TRY IT:
Please repeat every entry, keeping each one exactly the same.
----------------------------------------
PR #566, opened 2025-10-08
feat: handle negative literal integers

### LINKED ISSUE #560: `IntLiteral` always has `negative == false`

mablr:
Closes #560

- Updated `LitKind::Number` variant to handle negative numbers
- Folding of neg unop expr into negative lit - with `LitKind::Number` set to negative - at ast lowering stage

### status

- [x] Handle`-1` as negative integer literal
- [x] Handle by peeling `-(1)` or `-((2))` as negative integer literal as well
- [x] Handle`-(-1)` as unary op negate on negative integer literal (due to first item)
- [x] Handle`-(1 + 2)`  as unary op negate, bin op of two positive int literals

### todo

- [x] *fix typeck* handled by #564
- [ ] add tests (testcases from initial issue) may be introduced instead in the PR mentioned above as the implicit integer conversion would be nice to have a ui test...

### DIFF
--- a/crates/parse/src/parser/expr.rs
+++ b/crates/parse/src/parser/expr.rs
@@ -109,20 +109,6 @@ impl<'sess, 'ast> Parser<'sess, 'ast> {
             })
         } else if let Some(unop) = self.token.as_unop(false) {
             self.bump(); // unop
-            // Special handling for negation followed by integer literals
-            if unop.kind == UnOpKind::Neg && self.check_int_lit() {
-                let (lit, subdenomination) = self.parse_lit(true)?;
-                if let LitKind::Number(n, _) = lit.kind {
-                    let span = lo.to(self.prev_token.span);
-                    let negative_lit = self.alloc(Lit {
-                        span,
-                        symbol: lit.symbol,
-                        kind: LitKind::Number(n, true), // Set negative to true
-                    });
-                    return Ok(self
-                        .alloc(Expr { span, kind: ExprKind::Lit(negative_lit, subdenomination) }));
-                }
-            }
             self.parse_unary_expr(None).map(|expr| {
                 let span = lo.to(self.prev_token.span);
                 self.alloc(Expr { span, kind: ExprKind::Unary(unop, expr) })
--- a/crates/sema/src/ast_lowering/resolve.rs
+++ b/crates/sema/src/ast_lowering/resolve.rs
@@ -1084,7 +1084,25 @@ impl<'gcx> ResolveContext<'gcx> {
             )),
             ast::ExprKind::TypeCall(ty) => hir::ExprKind::TypeCall(self.lower_type(ty)),
             ast::ExprKind::Type(ty) => hir::ExprKind::Type(self.lower_type(ty)),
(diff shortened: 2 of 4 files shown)


crates/parse/src/parser/expr.rs
```diff
@@ -109,6 +109,20 @@ impl<'sess, 'ast> Parser<'sess, 'ast> {
...
+            // Special handling for negation followed by integer literals
+            if unop.kind == UnOpKind::Neg && self.check_int_lit() {
+                let (lit, subdenomination) = self.parse_lit(true)?;
+                if let LitKind::Number(n, _) = lit.kind {
+                    let span = lo.to(self.prev_token.span);
+                    let negative_lit = self.alloc(Lit {
+                        span,
+                        symbol: lit.symbol,
+                        kind: LitKind::Number(n, true), // Set negative to true
+                    });
```
mablr: Dirty pattern, sorry, until the `Lit` parsing logic will be modified.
----------------------------------------
SOLVED EXERCISE:
PR #566, opened 2025-10-08
feat: handle negative literal integers

### LINKED ISSUE #560: `IntLiteral` always has `negative == false`

mablr:
Closes #560

- Updated `LitKind::Number` variant to handle negative numbers
- Folding of neg unop expr into negative lit - with `LitKind::Number` set to negative - at ast lowering stage

### status

- [x] Handle`-1` as negative integer literal
- [x] Handle by peeling `-(1)` or `-((2))` as negative integer literal as well
- [x] Handle`-(-1)` as unary op negate on negative integer literal (due to first item)
- [x] Handle`-(1 + 2)`  as unary op negate, bin op of two positive int literals

### todo

- [x] *fix typeck* handled by #564
- [ ] add tests (testcases from initial issue) may be introduced instead in the PR mentioned above as the implicit integer conversion would be nice to have a ui test...

### DIFF
--- a/crates/parse/src/parser/expr.rs
+++ b/crates/parse/src/parser/expr.rs
@@ -109,20 +109,6 @@ impl<'sess, 'ast> Parser<'sess, 'ast> {
             })
         } else if let Some(unop) = self.token.as_unop(false) {
             self.bump(); // unop
-            // Special handling for negation followed by integer literals
-            if unop.kind == UnOpKind::Neg && self.check_int_lit() {
-                let (lit, subdenomination) = self.parse_lit(true)?;
-                if let LitKind::Number(n, _) = lit.kind {
-                    let span = lo.to(self.prev_token.span);
-                    let negative_lit = self.alloc(Lit {
-                        span,
-                        symbol: lit.symbol,
-                        kind: LitKind::Number(n, true), // Set negative to true
-                    });
-                    return Ok(self
-                        .alloc(Expr { span, kind: ExprKind::Lit(negative_lit, subdenomination) }));
-                }
-            }
             self.parse_unary_expr(None).map(|expr| {
                 let span = lo.to(self.prev_token.span);
                 self.alloc(Expr { span, kind: ExprKind::Unary(unop, expr) })
--- a/crates/sema/src/ast_lowering/resolve.rs
+++ b/crates/sema/src/ast_lowering/resolve.rs
@@ -1084,7 +1084,25 @@ impl<'gcx> ResolveContext<'gcx> {
             )),
             ast::ExprKind::TypeCall(ty) => hir::ExprKind::TypeCall(self.lower_type(ty)),
             ast::ExprKind::Type(ty) => hir::ExprKind::Type(self.lower_type(ty)),
(diff shortened: 2 of 4 files shown)


crates/parse/src/parser/expr.rs
```diff
@@ -109,6 +109,20 @@ impl<'sess, 'ast> Parser<'sess, 'ast> {
...
+            // Special handling for negation followed by integer literals
+            if unop.kind == UnOpKind::Neg && self.check_int_lit() {
+                let (lit, subdenomination) = self.parse_lit(true)?;
+                if let LitKind::Number(n, _) = lit.kind {
+                    let span = lo.to(self.prev_token.span);
+                    let negative_lit = self.alloc(Lit {
+                        span,
+                        symbol: lit.symbol,
+                        kind: LitKind::Number(n, true), // Set negative to true
+                    });
```
mablr: Dirty pattern, sorry, until the `Lit` parsing logic will be modified.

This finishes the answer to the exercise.